Being able to accurately predict how the climate will change in the future is one of the most important quests of our lifetimes. A key to better prediction is the fundamental understanding of how particles in the atmosphere are connected to climate and climate change. One way to do that is to better understand the interactions between desert dust particles and radiation — from the sun and the Earth's surface.
Life and Environmental Sciences Professor Adeyemi Adebiyi is studying those interactions, thanks in part to a new grant from the Department of Energy (DOE), Office of Science. He is the only one from UC Merced, of the 24 researchers across the country, selected to receive part of the DOE’s $15.3 million for Atmospheric System Research projects. He will receive about $500,000 over the next three years for the project.

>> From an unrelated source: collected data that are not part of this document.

PR #1704, opened 2026-08-22
fix(editor): a wiki link click navigates again, and a cell takes pictures and checkboxes

h4yfans:
Three things a user reported after the last release.

## A wiki link click stopped navigating

> "They only seem to work when viewing the Mind Map Mode... I have an index page with a list of links and when I click one it goes into edit mode rather than to the linked page."

The chip is an atom rendered `contenteditable="false"`, so mousedown parks the caret beside it, and the edit plugin then paints the raw `[[Target]]` — hiding the chip with `display: none`. Chromium flushes that repaint off `selectionchange` **between mousedown and mouseup** on a real ~100 ms click. By mouseup the chip element is gone, the browser retargets `click` to the paragraph, and the DOM listener's `closest('[data-wiki-link]')` finds nothing. Navigation dies silently and the user is left looking at painted markdown — which reads exactly as "it went into edit mode". Regressed in 52c6cd07f.

It is a race, not a link count: a fast enough click still lands on the chip, which is why a single link "worked fine" and why the existing e2e — Playwright's zero-delay `.click()` — stayed green through the whole regression.

Navigation now runs from ProseMirror's `handleClickOn`, off the position captured at **mousedown**, which no repaint can move. Returning true also suppresses the caret placement, so the paint never appears at all. The DOM branch is removed, so there is exactly one navigation path and a fast click cannot open the note twice.

Also fixed alongside: `raw: text` in the widget spec. `raw` is a ProseMirror boolean, not a payload — passing a string made the painted `[[…]]` editable DOM that is not in the document, so the caret could enter it and typing went nowhere.

## An image pasted into a table cell did nothing

The interceptor only handled clipboard payloads carrying a real `File`. Copying a picture from another note, a web page or a doc delivers `text/html` with no file, which fell through to BlockNote, was parsed as an image **block**, and was silently dropped by a cell that holds inline content only.

Paste and drop now read the HTML fragment and insert `inlineImage`. Remote and `data:` sources are accepted — base64 is saved as an attachment rather than written into the markdown row. A ref belonging to *another* note is deliberately not taken: its path is relative to that note and would arrive broken. A fragment mixing a picture with text is left to the ordinary paste rather than half-handled.

## Checkboxes could not exist in a table cell

`checkListItem` is a block, and no position inside a cell can hold one — so BlockNote's `[ ] ` input rule, its `Mod-Shift-9` shortcut and its slash item all bail out. Adds an `inlineCheckbox` inline spec on the same pattern `inlineImage` established: typing `[ ] ` in a cell makes a tickable box, `/check` inside a cell puts it in the cell, and a cell someone wrote by hand as `| [x] task |` opens as a real checkbox.

## On disk

No new format. A cell checkbox serializes to the plain text a markdown table already carries — `| [x] task |` — so Obsidian and every other markdown editor read the row unchanged, and the bytes round-trip byte-stable. Cell images were already `alt`.

**Compat.** An older client sharing a Y.Doc does not know `inlineCheckbox` and will drop it. The node is an atom, so the label text survives and only the marker is lost — strictly smaller than the `inlineImage` precedent, where the whole picture reference goes. Attributes arriving from a synced doc are strings, so `Boolean("false")` would tick every box on the second device; that is guarded and tested both in the package and against the real converter.

## Verification

- `wiki-link-open-promotion.e2e.ts` — new spec performs a **human-shaped** click (mouse.down → 150 ms → mouse.up) on the second link of an index note. Confirmed **red before, green after**.
- `table-cell-checkbox.e2e.ts` — new file, 3 specs. Confirmed **red before (3 failed), green after**.
- `table-cell-image.e2e.ts` — new HTML-clipboard paste spec.
- All 13 specs across the three files: **green serially**. (Under 2 parallel workers, 2 of them flake with "browser has been closed" — resource contention, green in isolation and green at `--workers=1`.)
- `pnpm typecheck`, `pnpm check:architecture`, `pnpm check:contracts`, `pnpm docs:impact --strict`, `pnpm docs:build`: all exit 0. Lint: 0 errors, and none of the 107 pre-existing warnings are in touched files.
- Renderer suite green apart from `notes-tree-folder-rename-duplicate.test.tsx`, a 30 s timeout under full-suite CPU load that passes 14/14 standalone and imports nothing touched here.

The e2e specs for table cells run in **no CI job** (`grep table-cell .github/workflows/` is empty) — worth wiring up separately.

## Known follow-ups, deliberately not in this PR

- A paste that mixes text and a picture still loses the picture in a cell.
- Copying an image out of note A into a table in note B still does nothing; the fix needs a resolve-then-fetch against the source note.
- The toolbar list toggle and `Mod-Shift-9` inside a cell are still no-ops (BlockNote's own `content !== 'inline'` guard).
- Cell checkboxes are not tasks — `scanTaskCheckboxStates` requires a line-leading list marker, so they carry no `{task:id}` and never reach the task list.
- Checkbox promotion of an externally-edited cell runs on open only, not mid-session.


h4yfans:
### Follow-up: the click no longer flashes `[[Target]]` first

Reported after the first round: the click navigated, but the link briefly rendered as raw `[[abc]]` — and with "clicking a page opens a new tab" on, that flash lasted until the new tab appeared.

`handleClickOn` runs at **mouseup**, and the caret is placed natively at **mousedown**, so the paint had already happened and `preventDefault()` on the mouseup could not undo it. The press is now claimed at mousedown in `handleDOMEvents`: `runCustomHandler` returns `handler(view, event) || event.defaultPrevented`, so preventing the default makes ProseMirror skip its own mousedown entirely — no `MouseDown`, no caret placement, no `selectionchange`, so `decorations()` never recomputes and the chip is never hidden. Navigation moved to the matching `mouseup`, guarded by the same 4px slop PM uses, so a drag that started on a chip is not a click.

**Also fixes a regression this PR introduced.** The first round's `handleClickOn` bailed on `shift|alt|meta|ctrl`, and the DOM listener that used to catch those was removed in the same change — so ⌘+click and ⌥+click on a link did nothing at all. They navigate again; only shift stays excluded so a selection can still be extended across a link.

**Tradeoff:** with PM's mousedown skipped for chip presses, a text-selection drag that *starts on a chip*, and double/triple-click starting on a chip, no longer expand. Both have an obvious substitute one character over. Documented in the user guide.

**Docs correction.** `wiki-links.md` claimed "⌘+click to open in the background; ⌥+click to open in a split pane". That was never true for wiki links — it was written in a docs-only commit (dd57af457) and no code in this path has ever read a modifier; `onNavigate` receives a bare string and `openLinked`/`openTab` only consult the reuse preference. Background tabs and split panes do exist (`OpenTabOptions.background`, `openInNewTab`/`openToTheSide`) but are wired to sidebar rows only. The line now describes what actually happens. Wiring the modifiers up for real is a separate, small piece of work if we want it.

Same class of unverified claim, flagged but untouched: `apps/docs/src/user-guide/search.md:76` ("⌘+⌥+Enter — open in split pane") — no `altKey` anywhere under `components/search/`.

**Verification.** The e2e now reads the editor *while the button is held* and asserts no `[data-wiki-link-source]` widget is on screen. Red before (`Expected: 0, Received: 1` — the flash, reproduced), green after; all 5 specs in the file pass. Renderer suite 683 files / 8310 tests green, `typecheck:web`, `typecheck:test` and lint clean.

h4yfans:
Rebased onto current main (merge commit, clean). Local verification on the merged head:

- `wiki-link-edit-plugin.test.ts` + `use-block-note-setup.test.ts`: 58/58
- `@memry/editor-schema`: 120/120
- `pnpm typecheck`: green (all packages)
- `wiki-link-open-promotion.e2e.ts` on a real production build: **5/5**, including the human-held click spec (`mouse.down()` → 150ms → `mouse.up()`) that asserts no `[[…]]` paint while the button is down, the chip stays visible, and navigation lands.

Context: the single-click regression users still see in 2026.823.x is exactly the pre-fix behavior — this PR never merged, so the fix never shipped. The only red on the previous run was the known `fts-corruption` coverage flake.

Note for merge ordering: #1717 branched from main without this PR and still carries the old DOM click listener in `use-block-note-setup.ts`. Merge this first, then rebase #1717 — its confirm-create dialog hangs off `onInternalLinkClick`, which this PR still routes through `onNavigate`, so it composes cleanly after rebase.

PR #1706, opened 2026-08-23
feat(sync): per-platform write gate and the @memry/sync-client scaffold

h4yfans:
## Summary

Spec `001-mobile-app` **Phase 2 (Train Phase 1)** — the server production-safety kit lands complete, `@memry/sync-client` is scaffolded with its ten platform seams, and **the extraction is now half done: 54 of ~105 platform-free sync files have moved out of desktop**, with desktop green after every slice. **Stacked on #1705**; review that first.

**G1 is not green yet.** T018 is in progress (54 files moved), T019–T022/T024/T025/T032 open. The seam question that was blocking the extraction is decided in this PR (below).

### Seam amendment — decided, in this PR

The T015 seam inventory found that **vault file I/O (~20 files) mapped to none of the ten seams**: `VaultDirectory` owned vault roots, `AttachmentStore` is keyed by attachment id, `CrdtStorePath` is the CRDT store's location — and nothing owned note/journal reads and writes. `note-handler.ts` alone does `mkdirSync` / `writeFileSync` / `renameSync` / `readdir` / `rmdir` on note paths; there was no legal platform-free way to say that.

**Decision (owner, 2026-08-23): widen seam 6 into `VaultFileSystem`** — roots *plus* relative-path `readFile`/`writeFile`/`readBytes`/`writeBytes`/`exists`/`remove`/`rename`/`list`/`removeDirIfEmpty` — rather than add an eleventh seam. Roots and contents are the same concern at the same boundary, so **the seam count is still ten**. Recorded in `contracts/platform-adapters.md` §6 and in the inventory; the inventory now has zero unassigned files.

The content half deliberately matches the existing [`NoteContentStore`](packages/storage-vault/src/note-content-store.ts), which desktop already implements over `node:fs` and which T034 already commits mobile to — so this formalises a contract both shells were heading for anyway. Design points worth reviewing: paths are always relative to the vault root (absolute paths are the one thing that cannot mean the same thing on both shells); writes are atomic and create their own parents, so there is deliberately **no `mkdir`**; and `removeDirIfEmpty` takes an explicit ignore list rather than deleting recursively, because the recursive version of that call is a data-loss bug.

### Server production-safety kit — T027–T031, complete

- `0006_client_gate.sql`: `client_policies` table plus nullable `client_platform` / `client_version` on `sync_items`, `crdt_updates`, `crdt_snapshots`, and a partial index for the incident query. **The table is empty and the columns are NULL after this migration**, which is exactly today's behaviour; nothing is seeded and nothing is backfilled. No `desktop` row is created on purpose — that would be a live kill switch pointed at the only shell that exists.
- `client-gate` middleware parses `x-memry-client` and gates **writes only**; reads are never gated, so a device dropped to read-only still opens every note it owns. Absent *or malformed* header means legacy desktop and full access — a header-parser bug must not be able to lock a paying user out. Pre-release versions (`1.0.0-beta.1`) count as malformed, so a beta can never satisfy a floor its release does not.
- Kill switch is evaluated **before** the version floor: with writes off for a platform, `CLIENT_UPGRADE_REQUIRED` would send users chasing a release that cannot help them. Every uninterpretable policy — no row, NULL floor, unparseable floor — resolves to **allow**, so an unreadable policy table degrades to current behaviour rather than to an outage.
- Writes are stamped with the calling platform and semver. Attribution records the **latest** writer, not the creator. `crdt_updates` / `crdt_snapshots` are included deliberately: a note's body lives there, and that is the payload most likely to need a targeted rollback after a mobile incident.
- `GET /sync/status` echoes the caller's own policy as an optional `clientPolicy`, so a device learns about a flipped switch on its next foreground poll instead of by attempting a write and eating a 403. Header-less clients get byte-identical status responses and pay no extra query.

### `@memry/sync-client` — T015–T017, T023

- [`docs/seam-inventory.md`](packages/sync-client/docs/seam-inventory.md) + a regenerable scanner: 174 non-test files across `apps/desktop/src/main/sync`, `packages/app-core`, `packages/storage-vault`; 69 platform-touching, all assigned.
- The ten adapter interfaces, one file per seam, lifted from `contracts/platform-adapters.md`. The tsconfig sets `types: []` so node globals cannot leak into platform-free code.
- One **runner-agnostic** adapter conformance suite (`describe`/`it`/`expect` injected) so desktop's Vitest run and mobile's on-device run share one suite instead of drifting into two.

### Extraction — T018 in progress, 54 of ~105 files moved

Three slices, one commit each, desktop green after each:

1. **`vector-clock`** — the mechanism proof: workspace wiring, subpath export, 26 call sites repointed.
2. **15 zero-dependency modules + the Drizzle type widening.** compress, field-merge, crdt-payload, crdt-preflight-protocol, crdt-snapshot-watermark, note-events, note-size, worker-protocol, agent-conversation-fields, microtask-batch-broadcaster, reminder-outbound, settings-sync-keys, sync-eligibility, sync-timer, task-activity-retention move with their 10 platform-clean suites. The T015 finding lands: canonical `DrizzleDb` / `IndexDrizzleDb` live in `@memry/db-schema/drizzle-db` as `BaseSQLiteDatabase<'sync', { changes: number }, schema>` — the structural intersection of better-sqlite3's and expo-sqlite's run results, both drivers synchronous, so **no call site gains an `await`**. All 23 type-only-bound files, `SyncQueueManager`, `storage-data`'s `NoteMetadataDb` and the query helpers the type flows through are now platform-free.
3. **The outbox spine + record services + platform-free handlers, behind two new facades.** `sync-client/src/logging.ts` (lazy scoped logger, factory-injected) and `src/telemetry.ts` (event/log sink-injected) let extracted modules keep byte-identical logging/telemetry call sites; desktop wires both in `main/sync/sync-client-runtime.ts`, the first import of the main entry. Moved: `queue`, `offline-clock`, `current-device-id`, `attachment-download-state`, `concurrency`, `crdt-compact-utils`, `crdt-snapshot-scheduler`, all 19 platform-free record `*-sync` services, `item-handlers/types` + 11 platform-free handlers. 131 desktop call sites repointed, `vi.mock` specifiers included.

**Test policy through the move (T022):** DB-backed suites stay in desktop on real better-sqlite3 fixtures and import the package; only platform-clean suites move (12 so far). Three test-only adjustments, none touching an assertion, each recorded in its commit: two suites mocked `microtask-batch-broadcaster` by old relative path and went **inert** once the provider imported it from the package (one failed honestly, one was a silent false-green) — `vi.mock` specifiers moved to the package path; `offline-clock.test`'s logger mock re-targets `@memry/sync-client/logging` for the same reason; one moved suite needed two type-only fixes to leave desktop's typecheck **exclude backlog** (which shrinks by one).

**Still in desktop, with the reason:** `retry` (imports http-client's error classes — extract those first), `engine`/`network`/`websocket`/`attachment-events` (`node:events` → platform-free emitter, planned), `blocknote-converter`/`agent-message-handler` (`node:crypto` → WebCrypto/`@noble/hashes`), `certificate-pins`/`sync-server-url`/`cert-hash-cli` (`process.env` under a `types: []` package), and everything gated on the VaultFileSystem seam (T021), the CRDT seams (T019) and the remaining cross-cutting facades (db accessor, i18n, store, window-broadcast).

### Findings worth knowing

- **The seam inventory undercounts the real coupling.** Scanning for node builtins and platform packages finds 69 files, but the extraction's actual blockers are desktop-internal cross-cutting imports — `lib/logger` alone was an edge into ~100 files, `database/index`, `telemetry/*`, `main-i18n`, `store`, `window-broadcast`, the vault layer. The facades + type widening in this PR clear the first three; the rest map to T019–T021.
- **One sync-hash to substitute.** `item-handlers/agent-message-handler.ts` calls `createHash('sha256')` inside `applyUpsert`, which `SyncItemHandler` declares as synchronous. WebCrypto's `subtle.digest` is async, so the fix is `@noble/hashes` (already in the tree, already a direct dep of `apps/mobile`) rather than making the whole handler interface async. Lands with the next T018 slice.
- **A `;` inside a *trailing* `--` comment in a D1 migration breaks the test harness.** `tests/sync-harness` drops only full-line comments and then splits on `;`, so it tore `CREATE TABLE client_policies` in two and three desktop integration files died with `D1_ERROR: incomplete input` — while `pnpm --filter @memry/sync-server test` stayed green, because wrangler and better-sqlite3 parse SQL properly. Rule recorded in `apps/sync-server/migrations/README.md`.

### Deviation from the contract sketch

`contracts/sync-protocol-additions.md` §2 sketched a flat `{ code, minVersion }` rejection body. Implemented as the project's existing envelope instead — `{ error: { code, message, minVersion? } }` — because every shipped client already reads `error.code`. Recorded in the contract doc.

## Compatibility

Additive throughout: new table (empty), new columns (nullable, no backfill, no read path depends on them), new optional request header, new optional response field. No existing endpoint changes shape or status code for a header-less client. A Worker deployed before this migration, or rolled back after it, never touches the new columns.

The extraction is behaviour-preserving by construction: moved files are byte-identical modulo import specifiers, the type widening adds no `await` and no runtime change, and the facades forward to the exact functions the moved code called before. `legacy-client-compat.test.ts` still proves the server side against a **real** SQLite D1.

## Verification

| Check | Result |
|---|---|
| `pnpm lint` | green |
| `pnpm typecheck` | 18/18 |
| `pnpm test:desktop` | 1380 files (1377 passed, 3 skipped) / 18033 tests (18019 passed, 13 skipped, 1 expected fail), 0 failures |
| `pnpm --filter @memry/sync-client test` | 13 files / 117 tests |
| `pnpm --filter @memry/sync-server test` | 66 files / 1032 tests, coverage thresholds met |
| `pnpm check:architecture` · `pnpm check:contracts` · `pnpm ipc:check` | green |
| `pnpm docs:impact --base origin/mobile-phase0-g0-spike --strict` · `pnpm docs:build` | green |

Docs: `apps/docs/src/architecture/sync-protocol.md` gains a "Client Identification and the Per-Platform Write Gate" section plus two error-mode rows.

## Still open in Phase 2

Closed by the stacked follow-up **#1719**: T019 (CRDT merge/pending behind the seams), T020 (all ten desktop adapters, conformance-proven), T021 (app-core split — node cluster to `apps/cli`, package fully platform-free), T022, T024 (real mobile edge + red/green boundary re-proof), T025 (targeted E2E 12/12), T026, T032 (`@memry/mobile` in the root filters), and the T018 tail (http errors, emitter, crypto/env substitutions).

Open after #1719, on record: T018's engine knot — 60 platform-free files that move only when the engine consumes the seams instead of the concrete modules (behaviour-affecting refactor, split out; see #1719 and `seam-inventory.md` §Surface).

Note on T032: the root `typecheck` / `test` filters are explicit **allowlists**, not exclusions, so it was an add rather than a removal.


h4yfans:
Landed on main via #1721's merge commit (the full Phase 0→G1→US1 lineage; this branch's commits are reachable from main). Closing rather than merging because GitHub does not retroactively mark stacked PRs merged after a retarget.

Issue #1713, opened 2026-08-23
Note attachments panel + self-heal for broken attachment refs


h4yfans:
Part of #1708 (retrievability epic). Optional hardening — lowest priority in the epic.

## Problem

Attachments are second-class for retrieval:

- There is no UI listing a note's attachments; the `listAttachments` / `deleteAttachment` IPC exist (`packages/rpc/src/notes.ts:597-623`) but have **zero renderer call sites**.
- `attachments/` is excluded from the indexer and the file watcher (`apps/desktop/src/main/vault/indexer.ts:330`, `watcher.ts:228`), so an externally renamed/moved attachment breaks its block reference **silently** and nothing ever repairs it — the PDF block just shows the "Failed to load" card forever.

## Work

1. **Attachments panel:** a "Attachments" entry in the note menu (near Reveal in Finder / Copy path in `pages/note.tsx`) listing the note's files via `listAttachments` — original name (from block props where available), stored name, size — with per-row Reveal in Finder and Open actions (reuses the IPC from the file-block issue in this epic).
2. **Self-heal pass:** when a file block's `url` fails to resolve, attempt a repair within the same `attachments/<noteId>/` folder by matching the name suffix after the 6-char nanoid prefix (`{prefix}-{name}` scheme, `apps/desktop/src/main/vault/attachments.ts:313-328`); on a unique match, rewrite the block's `url` through the normal editor update path. Never guess across notes; ambiguous matches stay broken but should surface the "Failed to load" card with the expected filename so the user can fix it manually.

## Acceptance

- User can see and reveal every attachment of a note from the note menu.
- A prefix-preserving external rename no longer permanently breaks the block, and an unrepairable block tells the user which filename it expected.

PR #1812, opened 2026-08-24
file/image blocks: rename an attachment from the block menu

### LINKED ISSUE #1714: file/image blocks: rename attachment from the block menu
Split out of #1709 (deliberately out of scope there). Part of the retrievability epic #1708.

## Problem

There is no UI to rename an attachment anywhere in the app. The on-disk name is `{6-char-nanoid}-{sanitized-original-name}.ext` under `attachments/<noteId>/`, and the original filename lives only in the block's `name` prop / `<!-- file:{…} -->` marker. Users who attach a badly named file ("scan_0031.pdf") can never fix it.

## Work

- Add **Rename…** to the file/image block menu introduced in #1709.
- Renaming must update, atomically enough to survive a crash mid-way: the block `name` prop + serialized marker, the on-disk filename (keep the nanoid prefix), and any references to the old relative path.
- Define sync semantics: the rename must propagate as a note body change + attachment path change without re-uploading the blob, and older clients must tolerate the new path.
- Decide collision behavior when the target name already exists in the note's attachment folder.

## Acceptance

Renaming a PDF from the block updates the visible name, the stored file on disk, and syncs to a second device without breaking the embed.

h4yfans:
## Summary

Adds **Rename…** to the attachment block menu (file / PDF / audio cards, image blocks, and the right-click context menu), and makes that rename land on every device's disk.

Closes #1714.

**What a rename does**
- Renames the file on disk, keeping the `{6-char nanoid}-` prefix and the extension. The dialog edits only the middle segment; the extension is shown beside the field, not edited.
- Rewrites the block's `url` + `name`, which is what records the rename in the note.
- Collisions inside the note's attachments folder get `-2`, `-3`, … rather than overwriting. Submitting the name the file already has is a no-op.
- Order is **disk first, body second**: a crash in that window leaves the body on the old name, which self-heal (#1713) already repairs by prefix. The reverse order would leave the body naming a file that exists nowhere.

**Sync semantics — nothing is re-uploaded**
The blob and its encrypted manifest are untouched (the manifest's filename stays frozen at whatever it was at upload). Only the note body travels, through the ordinary CRDT path. No new sync item type, no new DB column, no change to the note payload shape — so an older client is unaffected: it sees a body whose ref differs from its disk and falls back to self-heal, exactly as it does today for an externally renamed file.

Peers converge their own disk from two narrow, evidence-backed points:
1. **Write-back diff** (`crdt-writeback.ts`) — when a body replaces another, a ref that disappeared plus a ref that arrived under the same nanoid prefix *is* the rename that just arrived. That device renames its own copy.
2. **Post-download** (`sync-attachment-handlers.ts`) — a file materialized after the rename lands under the manifest's old name, so it is renamed to what the body asks for right after the download.

**Deliberately not a general "make the folder match the body" pass.** A file renamed by hand in Finder (#1713's case) produces no body change and is never touched — it keeps the user's name and keeps being served through self-heal. Only an in-app rename moves a file on disk, and only an in-app rename travels.

## Release note

Attachments can now be renamed from the block menu. The file is renamed on disk — keeping its extension — and the new name reaches your other devices without re-uploading anything.

## Test plan

New tests
- `src/main/vault/attachment-rename.test.ts` (15) — name shaping, extension/prefix retention, collision walk, same-name no-op, "this note's folder only" guard, renaming a self-healed file, empty-name rejection.
- `src/main/vault/attachment-rename-reconcile.test.ts` (17) — ref extraction across file markers / image links / legacy `memry-file://` urls, rename pairing (including two renames in one body change and the ambiguous cases it refuses), the peer-side disk rename, no-op on the originating device, never overwriting an existing target, **and that an external rename with an unchanged body is left alone**, plus the post-download rename.
- `crdt-writeback.test.ts` (+2) — the write-back hands old and new body to the reconcile; a throwing reconcile does not make a successful write-back look failed.
- `sync-attachment-handlers.test.ts` (+2) — an embedded (`intoDir`) download is reconciled; a binary-note download is not.
- `attachment-block-menu.test.tsx` (+3) — Rename is offered only where the result can be written back, the IPC round trip hands the new url/name to the block, a failed rename keeps the dialog open and leaves the block alone.
- `file-block.test.tsx` (+1) — a completed rename is recorded on the block props.
- `attachment-block-menu.e2e.ts` (+1) — rename from the menu → the file is renamed on disk and the note's markdown carries the new ref.

Gates run locally (after rebase onto `main`)
- `pnpm typecheck` ✅
- `pnpm lint` ✅ (0 errors)
- `pnpm --filter @memry/desktop i18n:check` ✅
- `pnpm ipc:check` ✅ (bindings regenerated via `pnpm ipc:generate`)
- `pnpm docs:impact --base origin/main --strict` ✅ · `pnpm docs:build` ✅
- Affected suites: main 91 ✅ (4 files), renderer 25 ✅ (2 files)

Not run locally: the full `pnpm test:desktop` sweep and the new E2E spec — CI covers both.

## Reviewer notes
- `apps/docs/src/user-guide/notes/attachments.md` documents the rename, what stays fixed (extension + prefix), the collision rule, the cross-device behaviour, and explicitly that a Finder rename is never undone.
- The reconcile deliberately refuses to guess: an ambiguous prefix (two candidates on either side of the diff) is left alone, and a prefix-less legacy filename carries no identity to pair on, so it is skipped.

### DIFF
--- a/apps/desktop/src/main/ipc/generated-ipc-invoke-map.ts
+++ b/apps/desktop/src/main/ipc/generated-ipc-invoke-map.ts
@@ -198,6 +198,7 @@ export interface MainIpcInvokeHandlers {
   "notes:add-status-option": (...args: [{ propertyName: string; categoryKey: "todo" | "in_progress" | "done"; option: { value: string; color: string; }; }]) => Awaited<Promise<{ success: boolean; }>>
   "notes:apply-template": (...args: [{ noteId: string; templateId: string; mode: "full" | "body"; }]) => Awaited<Promise<{ success: true; note: import("../vault/notes-crud").Note; }> | { success: false; error: string }>
   "notes:attachment-open-external": (...args: [{ noteId: string; url: string; }]) => Awaited<Promise<void>>
+  "notes:attachment-rename": (...args: [{ noteId: string; url: string; newName: string; }]) => Awaited<Promise<import("../../../../../packages/contracts/src/notes-api").AttachmentRenameResult>>
   "notes:attachment-resolve": (...args: [{ noteId: string; url: string; }]) => Awaited<Promise<import("../../../../../packages/contracts/src/notes-api").AttachmentResolveResult>>
   "notes:attachment-reveal-in-finder": (...args: [{ noteId: string; url: string; }]) => Awaited<Promise<void>>
   "notes:create": (...args: [{ title: string; content?: string | undefined; folder?: string | undefined; tags?: string[] | undefined; template?: string | undefined; }]) => Awaited<Promise<{ success: true; note: import("../vault/notes-crud").Note; }> | { success: false; error: string }>
--- a/apps/desktop/src/main/ipc/notes-handlers.ts
+++ b/apps/desktop/src/main/ipc/notes-handlers.ts
@@ -21,13 +21,15 @@ import {
   ApplyTemplateSchema,
   LargeFileReadLinesSchema,
   LargeFileSearchSchema,
-  AttachmentActionSchema
+  AttachmentActionSchema,
+  AttachmentRenameSchema
 } from '@memry/contracts/notes-api'
 import {
   resolveAttachment,
   revealAttachmentInFinder,
   openAttachmentExternal
 } from '../vault/attachment-actions'
+import { renameAttachment } from '../vault/attachment-rename'
 import {
   openLargeFileSession,
   readLargeFileLines,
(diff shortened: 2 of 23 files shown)


h4yfans:
Follow-up fix pushed: **Rename on an image block did nothing.**

Root cause: `ImageAttachmentMenu` and `ImageHoverMenuButton` are rendered by `ContentArea` only while their menu is open / the pointer is on the image. The rename dialog was a child of those components, so clicking Rename closed the menu, `onClose`/`handleMenuOpenChange` cleared the target, and the dialog unmounted in the same tick it was asked to open. The file-block path was unaffected — its menu button lives in a card that stays mounted, which is why the unit tests and the E2E spec were green.

Fix: the rename flow (IPC call + dialog) is now its own component, `AttachmentRenameFlow`, owned by whoever can keep it mounted. The image surfaces take `onRequestRename` and only ask; `ContentArea` holds the target and renders the dialog. The file block keeps the menu-owned dialog.

Also in this commit: an image block with no display name falls back to the *stored* filename, so submitting the field untouched produced `k3f9x2-k3f9x2-photo.png` (main re-applies the prefix). The field now strips a stored prefix for display.

Tests: `attachment-block-menu.test.tsx` gains a harness that unmounts the menu exactly the way the editor does and asserts the dialog survives and completes the rename, plus a unit test for the prefix-stripping. Renderer 13 + 14 ✅, `pnpm typecheck` ✅, `pnpm lint` ✅.

Pushed with `MEMRY_DOCS_IMPACT_SKIP=1`: this is a bug fix inside a feature the docs already describe — `apps/docs/src/user-guide/notes/attachments.md` already documents Rename… on every attachment block including images, and nothing about the documented behaviour changed.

“There are particles in the air that only cool the climate, but a select few also warm it. Desert dust is one of the particles that can do both. Dust particles are important to our understanding of the Earth's radiative budget— the overall balance between the incoming energy from the sun and the outgoing thermal (longwave) and reflected (shortwave) energy from the Earth. But it remains unclear exactly whether dust’s overall radiative effect is to warm or cool the global climate system,” Adebiyi said. “My project will investigate how largely overlooked pathways of interaction between desert dust, clouds and radiation will influence our understanding of how the Earth's climate system works.”
Other selected projects cover a range of atmospheric science topics, including process-level scientific understanding of how atmospheric particles invigorate storms; processes that govern rain, snow, and snowpack in the Rocky Mountains; processes affecting low-level clouds; and impacts of atmospheric particles, heat and moisture on clouds in the Southeast.
Adebiyi, who is affiliated with the Sierra Nevada Research Institute, is studying the impacts of terrestrial radiation by desert dust on warm low-altitude clouds, a subject that has not been heavily investigated.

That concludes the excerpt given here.